Doch der Gesetzgeber will das Kartell der Anbieter durch mehr Wettbewerb brechen. Die Kassen sollen nicht mehr auf die KV als alleinigem Vertragspartner angewiesen sein. Seit der jüngsten Gesundheitsreform dürfen sie nach Paragraph 73 c des Sozialgesetzbuches V die ambulante Versorgung in einer Region auch von anderen Anbietern einkaufen, sofern sie diese ausschreiben.

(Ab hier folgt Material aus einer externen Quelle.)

PR #2635, opened 2021-06-02
AFT: fix race conditions

ashamis:
This change resolves 2 timing based race conditions.
- For a ViewChangeConfirmation message we were storing 1 seqno this was done to reduce the number of times we store the seqno. Unfortunately, this is not correct - f replicas could be behind the other 2f+1 replicas and thus would have produced their ViewChangeRequest message with a different seqno and merkle root, in this case their ViewChangeRequest message is correct but we would have lost the ability to verify the ViewChangeRequest message.

- If a primary is behind and becomes a backup (without becoming aware of this) the old primary could attempt to sign a seqno that the new primary signed. If the old primary received prepare messages from other replicas based on the new primary's signature we would get a situation where the same thread obtains the store lock twice. Changing this so that if a primary signs a seqno any other prepare messages received for said seqno are ignored, this is the correct behavior and removes the scenario in which the deadlock occurs.

- When running in BFT, on the backup, we execute and then add the hash of the encrypted append-entry to the merkle tree. This is a problem for a node that is catching up append entries written 1 or more views ago because we use the node's current view in the iv when encrypting the append-entry. In this PR we obtain the view from the iv of the primary created append entry and use this view when encrypting on the backup.

Lots of view-change logging added to making finding view-change bugs easier.

### DIFF
--- a/include/ccf/tx.h
+++ b/include/ccf/tx.h
@@ -69,7 +69,6 @@ namespace kv
     // std::optional with nullopt representing "not yet fetched".
     std::optional<Version> read_version = std::nullopt;
     ccf::View view = ccf::VIEW_UNKNOWN;
-    // std::optional<ccf::View> replicated_view;
 
     std::map<std::string, std::shared_ptr<AbstractMap>> created_maps;
 
--- a/include/ccf/tx.h
+++ b/include/ccf/tx.h
@@ -69,6 +69,7 @@ namespace kv
     // std::optional with nullopt representing "not yet fetched".
     std::optional<Version> read_version = std::nullopt;
     ccf::View view = ccf::VIEW_UNKNOWN;
+    std::optional<ccf::View> replicated_view;
 
     std::map<std::string, std::shared_ptr<AbstractMap>> created_maps;
 
--- a/include/ccf/tx.h
+++ b/include/ccf/tx.h
@@ -69,7 +69,7 @@ namespace kv
     // std::optional with nullopt representing "not yet fetched".
     std::optional<Version> read_version = std::nullopt;
     ccf::View view = ccf::VIEW_UNKNOWN;
-    std::optional<ccf::View> replicated_view;
+    // std::optional<ccf::View> replicated_view;
 
     std::map<std::string, std::shared_ptr<AbstractMap>> created_maps;
 
--- a/include/ccf/tx.h
+++ b/include/ccf/tx.h
@@ -69,7 +69,6 @@ namespace kv
     // std::optional with nullopt representing "not yet fetched".
     std::optional<Version> read_version = std::nullopt;
     ccf::View view = ccf::VIEW_UNKNOWN;
-    std::optional<ccf::View> replicated_view;
 
     std::map<std::string, std::shared_ptr<AbstractMap>> created_maps;
 
--- a/src/crypto/symmetric_key.h
+++ b/src/crypto/symmetric_key.h
@@ -40,7 +40,6 @@ namespace crypto
       *reinterpret_cast<uint64_t*>(iv) = seq;
     }
 
-    // TODO: inverse of this
     void set_iv_term(uint64_t term)
     {
       if (term > 0x7FFFFFFF)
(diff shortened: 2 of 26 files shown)


include/ccf/tx.h
```diff
@@ -69,6 +69,7 @@ namespace kv
     // std::optional with nullopt representing "not yet fetched".
     std::optional<Version> read_version = std::nullopt;
     ccf::View view = ccf::VIEW_UNKNOWN;
+    std::optional<ccf::View> replicated_view;
```
achamayou, line 72: It feels like maybe those could be combined into a single view/replicated_view?

src/node/progress_tracker.h
```diff
@@ -74,8 +75,13 @@ namespace ccf
         sig);
 
       auto it = certificates.find(tx_id.seqno);
-      if (it == certificates.end())
+      if (it == certificates.end() || am_i_primary)
```
achamayou, line 78: Comment

src/node/progress_tracker.h
```diff
@@ -558,57 +557,35 @@ namespace ccf
...
             seqno,
             sig.node,
-            it->second.root,
+            view_change.root,
             sig.sig,
             sig.sig.size());
           verified_signatures = false;
           continue;
         }
-
```
achamayou, line 567: ?

src/node/test/progress_tracker.cpp
```diff
@@ -325,24 +326,71 @@ TEST_CASE("Request tracker")
 
 TEST_CASE("Record primary signature")
 {
+  using trompeloeil::_;
+
   kv::NodeId my_node_id = kv::test::PrimaryNodeId;
-  ccf::View view = 0;
+  ccf::View view = 1;
```
achamayou, line 332:
```suggestion
  ccf::View view = 0;
```

achamayou (approved):

src/node/progress_tracker.h
```diff
@@ -74,8 +75,17 @@ namespace ccf
         sig);
 
       auto it = certificates.find(tx_id.seqno);
-      if (it == certificates.end())
+      if (it == certificates.end() || am_i_primary)
       {
+        // If a primary is behind and becomes a backup (without becoming aware
+        // of this) the old primary could attempt to sign a seqno that the new
+        // primary signed. In this case clear an prepares that we could have
```
wintersteiger, line 82:
```suggestion
        // primary signed. In this case clear any prepares that we could have
```

src/node/progress_tracker.h
```diff
@@ -104,30 +114,27 @@ namespace ccf
...
+              sig->second.sig.size(),
+              sig->second.sig.data()))
           {
-            // NOTE: We need to handle this case but for now having this make a
-            // test fail will be very handy
-            throw ccf::ccf_logic_error(fmt::format(
-              "record_primary: Signature verification from {} FAILED, view:{}, "
-              "seqno:{}",
-              sig.first,
+            sig = cert.sigs.erase(sig);
```
wintersteiger, line 127: Can't see the type of `cert.sigs` here, but it looks like the iterator may be invalidate here.

src/node/progress_tracker_types.h
```diff
@@ -251,14 +250,9 @@ namespace ccf
...
-          "Failed to write new_view, view:{}, seqno:{}",
-          new_view.view,
-          new_view.seqno);
-        throw ccf_logic_error(fmt::format(
-          "Failed to write new_view, view:{}, seqno:{}",
-          new_view.view,
-          new_view.seqno));
+        LOG_FAIL_FMT("Failed to write new_view, view:{}", new_view.view);
+        throw ccf_logic_error(
+          fmt::format("Failed to write new_view, view:{}", new_view.view));
```
wintersteiger, line 255: Don't duplicate error string?

wintersteiger (approved):

src/crypto/symmetric_key.h
```diff
@@ -52,6 +52,11 @@ namespace crypto
         static_cast<uint32_t>(term);
     }
 
+    uint64_t get_term() const
+    {
+      return *reinterpret_cast<const uint32_t*>(iv + IV_DELIMITER);
```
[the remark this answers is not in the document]
ashamis: I am going to leave this as is to make sure it is symmetrical with how we put in the term

PR #2644, opened 2021-06-04
Add ability to parse snapshots with Python `ccf.ledger` module

### LINKED ISSUE #2484: Python `ledger` module should also parse snapshots
Follow-up from https://github.com/microsoft/CCF/pull/2482 

It should also be possible for the `ledger` module to read snapshots so that partial ledgers (e.g. when a node joined or recovered from a snapshot) can be verified. Note that this should be straightforward enough as the format of snapshots is similar to serialised transactions.

jumaffre:
Fixes #2484 

We can now also parse snapshots with the Python `ccf.ledger` module as follows:

```python
import ccf.ledger

with ccf.ledger.Snapshot("/path/to/snapshot/file") as snapshot:
    tables = snapshot.get_public_domain().get_tables()  # Just like for transactions in the ledger
    # Loop through tables, etc.
```

Also updated the ledger docs that had rotten and updated the `read_ledger.py` utility to also display snapshots (via `--snapshot` flag).


doc/audit/python_library.rst
```diff
@@ -9,37 +9,49 @@ This page describes the Python API of the :py:class:`ccf.ledger` module which ca
...
         $ read_ledger.py /path/to/ledger/dir
-        Initialised CCF ledger from directory '/path/to/ledger/dir' (found 6 files)
-        seqno 1 (11 public tables)
-        table "public:ccf.gov.constitution":
+        Reading ledger from ['/path/to/ledger/dir']
+        Contains 9 chunks
+        chunk /path/to/first/ledger/chunk (committed)
+          seqno 1 (9 public tables)
+        ...
+        Ledger verification complete. Found 15 signatures, and verified till 2.52
```
achamayou, line 22:
```suggestion
        Ledger verification complete. Found 15 signatures, and verified until 2.52
```

python/ccf/ledger.py
```diff
@@ -375,56 +439,25 @@ def get_size():
...
-    _next_offset: int = LEDGER_HEADER_SIZE
     _public_domain: Optional[PublicDomain] = None
     _file_size: int = 0
     gcm_header: Optional[GcmHeader] = None
-    _tx_offset: int = 0
-    _ledger_validator: LedgerValidator
 
-    def __init__(self, filename: str, ledger_validator: LedgerValidator):
-        self._ledger_validator = ledger_validator
+    @abc.abstractmethod
```
achamayou, line 450: An implemented abstractmethod is... weird?

python/ccf/ledger.py
```diff
@@ -493,6 +567,20 @@ def __next__(self):
...
+    """
+    Utility used to parse the content of a snapshot file.
+    """
+
+    def __init__(self, filename: str):
+        super().__init__(filename)
+        self._file_size = os.path.getsize(filename)
+        super()._read_header()
+
+    def __del__(self):
```
achamayou, line 580: Not guaranteed to execute, not a good way to do cleanup (or anything in fact).

achamayou (approved):

python/ccf/ledger.py
jumaffre: Good point. That had been there forever but is now fixed.

python/ccf/ledger.py
jumaffre: Yeah, I've remove the use of the `abc` module.

PR #2650, opened 2021-06-10
Remove redundant suspension-based rotation test

achamayou:
Effectively replaced by the more accurate #2586.


eddyashton (approved):
We should take a look at other uses of `.suspend()` within the e2e tests, and work out if they can/should be replaced by partitions.

PR #2656, opened 2021-06-11
Return details of HTTP parse errors in HTTP response

### LINKED ISSUE #2652: Provide details on HTTP parse failures rather than just close the connection
Upon failing to parse an HTTP request, we currently close the connection. We do not want to log details, to avoid impacting confidentiality, but we could assemble an HTTP response with details and send it back. Users will hopefully be able to either interpret or report this response, suitably sanitised if necessary.

Additionally, we want to log failures to parse forwarded requests in a distinct way, so we can detect if our re-serialisation is causing problems in some contexts.

eddyashton:
Resolves #2652.

Previously we closed this connection without responding to the user, meaning there was no way to debug _what_ was unparseable. Now we return a raw exception message to the caller in a textual HTTP response, which hopefully makes it clear what was wrong with their request.

I investigated doing a similar thing for forwarded requests, but have decided not to. These requests need to make it through this stage of parsing on the first node before they are forwarded, so any failures that only arise on the forwardee would have to come from either a) a mismatch in parsing behaviour between nodes, or b) an error in our re-serialisation of the request. Neither of these is likely to be fixable by the caller, so returning them a "this isn't valid HTTP" response (with HTTP they maybe didn't send!) seems rude. Further, this is only part of a more general inconsistency; there are a great many failure states that produce a nice error on the first node, but a generic forwarding failed-with-timeout error if they occur on the forwardee. We should ideally convert all of those to respond all the way to the caller, ideally with minimal distinction indicating they were forwarded, but that's a far more involved and risky change than is warranted here. In particular we may want to cherry pick _this_ but not _that_ change to the 1.0.x release.


achamayou (approved):

achamayou:
@eddyashton can we make parsing errors on requests that were forwarded distinct in the log though? That would help us figure out if they happen at all.

If they do, there's very likely a problem in the way we do our re-serialisation.

eddyashton:
> @eddyashton can we make parsing errors on requests that were forwarded distinct in the log though?

@achamayou Yes, we already do. Forwarded requests go through a very different path, and parse errors thrown from `HttpParser::execute()` (which would have logged `Error parsing HTTP request` when not forwarded) will log `Invalid forwarded command` (and perhaps other forwarding-specific messages) if they only fail when forwarded.

achamayou:
@eddyashton let's highlight this particular error message to Greg along with the release containing this patch, so we can completely rule out problems with forwarding.

achamayou:
@eddyashton can we have a changelog entry for this please (we'll need one for the LTS as well)?

Issue #2315, opened 2021-03-15
JS API cleanup


letmaik:
From https://github.com/microsoft/CCF/pull/2313#issuecomment-799237637 by @achamayou :

1. We seem to have taken a rather random view to capitalising acronyms, so we have RsaOaep-like things and AESKW-like things. I don't particularly care which one we go with (although the latter makes more sense to me), but it's important to be consistent. DONE: https://github.com/microsoft/CCF/pull/2325
2. All the crypto calls like generate key, wrap etc should be under `ccf.crypto`, and we should perhaps have `ccf.conv` for the conversion calls.

letmaik:
Regarding naming, I think PascalCase for acronyms is better, since it provides separation between two subsequent acronyms, like AES and KW -> AesKw. This is in line with the web crypto api: https://developer.mozilla.org/en-US/docs/Web/API/SubtleCrypto/wrapKey. Currently we have the following outliers: `CCF`, `KVMap`, and `AESKWPParams`. These are TypeScript interfaces. There are no inconsistencies in the actual JS API.

achamayou:
Ok let’s align on the web crypto API naming then.

achamayou:
Only `CCF` remains, which I think is acceptable since it's a single, short acronym.

PR #2661, opened 2021-06-14
js: Add `ccf.crypto.verifySignature`

letmaik:
Loosely modeled after https://developer.mozilla.org/en-US/docs/Web/API/SubtleCrypto/verify.


js/ccf-app/src/crypto.ts
```diff
@@ -32,6 +32,11 @@ export const generateRsaKeyPair = ccf.generateRsaKeyPair;
  */
 export const wrapKey = ccf.wrapKey;
 
+/**
+ * @inheritDoc CCF.verifySignature
+ */
+export const verifySignature = ccf.verifySignature;
```
achamayou, line 38: #2315, can this go under crypto now please, the ccf namespace is crowded enough.

tests/infra/crypto.py
```diff
@@ -79,6 +79,25 @@ def generate_rsa_keypair(key_size: int) -> Tuple[str, str]:
     return priv_pem, pub_pem
 
 
+def generate_ec_keypair(curve_name: str) -> Tuple[str, str]:
+    if curve_name == "secp256k1":
```
achamayou, line 83: I believe we've dropped support for secp256k1?

wintersteiger: That's right, we removed that. Currently we support only secp384r1 and secp256r1. In general JS applications might want to use it for other purposes in their application, so it would still make a little bit of sense to keep in the API, but it's not necessary.

js/ccf-app/src/crypto.ts
letmaik: Done.

tests/infra/crypto.py
letmaik: I switched to `secp256r1`.

js/ccf-app/src/global.ts
```diff
@@ -251,6 +263,25 @@ export interface CCF {
    */
   isValidX509CertChain(chain: string, trusted: string): boolean;
 
+  crypto: {
+    /**
+     * Returns whether digital signature is valid.
```
achamayou, line 268: It would be good to list the RSA key sizes and EC curve names this supports for clarity, either here or in the definitions of the SigningAlgorithm interfaces.

achamayou (approved):
@letmaik thank you for this useful API addition. Since this is making new functionality available to users, could you please document it in the Changelog?

js/ccf-app/src/global.ts
letmaik: There is no restriction on the RSA key sizes or EC curves. Anything that OE-OpenSSL supports will work. The only limitation is in the supported digest algorithms which is already a TypeScript type and self-documented. I'd like to extend that from SHA-256 eventually to SHA-384 but want to do it across the board, so including ccf.digest(), and currently CCF doesn't have native SHA-384 digest support.
I found https://github.com/openenclave/openenclave/blob/master/docs/OpenSSLSupport.md but it's not that useful.

achamayou: Ok, thank you.

letmaik:
If this PR is ok I'd like to get it merged and if possible kick off a dev release to consume it together with the new bytecode cache feature.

Nicht billiger sondern besser!
Im Raum Kassel will der Verband der Angestellten-Krankenkassen (VdAK) diese Chance zum ersten Mal nutzen. In der Stadt Kassel, im Landkreis und im südlich angrenzenden Schwalm-Eder-Kreis hat der Verband die gesamte ambulante ärztliche Versorgung ausgeschrieben. Thomas Ballast, Leiter der Vertragsabteilung beim VdAK, sagt, die Ausschreibung sei neu und einmalig in Deutschland. Der Verband habe in ganz Deutschland nach möglichen ambulanten Versorgungsstrukturen gesucht, die für den Versuch geeignet sein könnten. Diese habe er in Kassel vorgefunden. Dort gibt es ein Medizinisches Versorgungszentrum (MVZ) namens Medikum, das einer Gruppe von Ärzten gehört. Geschäftsführer des Medikums ist der Allgemeinarzt Arif Ordu.


In der Testregion müssen die Versicherten der Ersatzkassen nicht an dem Versuch teilnehmen, sie können sich aber für das kommende Jahr in das Modell einschreiben. Ballast sagt, die KV versorge die Patienten derzeit nicht schlecht. Aber den Versicherten solle mit einem Telefonservice 24 Stunden täglich Präventionsleistungen, Samstagssprechstunden und schnelle Terminvermittlungen, kurze Wartezeiten und mit einem „Case-Manager“ zur Kundenbetreuung mehr Service geboten werden. Die Versorgung der Patienten solle nicht billiger, sondern besser werden. Die Angebotsfrist ende am 2. November. Jeder, nicht nur das Medikum, könne sich bewerben. Die Kassen zahlten an den neuen Anbieter dieselbe Kopfpauschale, wie sie die KV je Mitglied einer gesetzlichen Kasse als Gegenleistung für die Sicherstellung der Behandlung erhalte.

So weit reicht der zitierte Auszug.